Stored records
-*-*-
PR #169, opened 2016-08-15
native: polish docs for Dlahqr

vladimir-ch:
Let me know if I should undo here also the splitting of the `If unconverged is ... and wantt is ...` paragraphs.


kortschak:
LGTM

The other paras parse reasonably linearly, so they are fine. I think the main issue was the wait on the "respectively".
-*-*-
◆ TO DO ◆
Output every line above without altering anything.

◆ RESULT ◆
PR #169, opened 2016-08-15
native: polish docs for Dlahqr

vladimir-ch:
Let me know if I should undo here also the splitting of the `If unconverged is ... and wantt is ...` paragraphs.


kortschak:
LGTM

The other paras parse reasonably linearly, so they are fine. I think the main issue was the wait on the "respectively".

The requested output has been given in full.